§ What you have to do
In the data that follows, find each line containing "aborting" and copy it.

Source data:
PR #2968, opened 2024-10-01
tetragon: sensor cleanup fixes

olsajiri:
do better job on cleaning up after sensors is unloaded or fails to load

### DIFF
--- a/pkg/sensors/load.go
+++ b/pkg/sensors/load.go
@@ -117,9 +117,20 @@ func (s *Sensor) Load(bpfDir string) (err error) {
 		return fmt.Errorf("tetragon, aborting minimum requirements not met: %w", err)
 	}
 
+	var (
+		loadedMaps  []*program.Map
+		loadedProgs []*program.Program
+	)
+
 	s.createDirs(bpfDir)
 	defer func() {
 		if err != nil {
+			for _, m := range loadedMaps {
+				m.Unload()
+			}
+			for _, p := range loadedProgs {
+				unloadProgram(p)
+			}
 			s.removeDirs()
 		}
 	}()
@@ -142,6 +153,7 @@ func (s *Sensor) Load(bpfDir string) (err error) {
 		if err = s.loadMap(bpfDir, m); err != nil {
 			return fmt.Errorf("tetragon, aborting could not load sensor BPF maps: %w", err)
 		}
+		loadedMaps = append(loadedMaps, m)
 	}
 
 	for _, p := range s.Progs {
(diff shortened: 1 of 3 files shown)


kkourt (approved):
Thanks, this looks good and I'm happy to merge it as is.

One thought I had was that maybe we would want to add a waning if the last sensor did not manage to remove the policy directory. So maybe something like:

§ Task solution
 		return fmt.Errorf("tetragon, aborting minimum requirements not met: %w", err)
 			return fmt.Errorf("tetragon, aborting could not load sensor BPF maps: %w", err)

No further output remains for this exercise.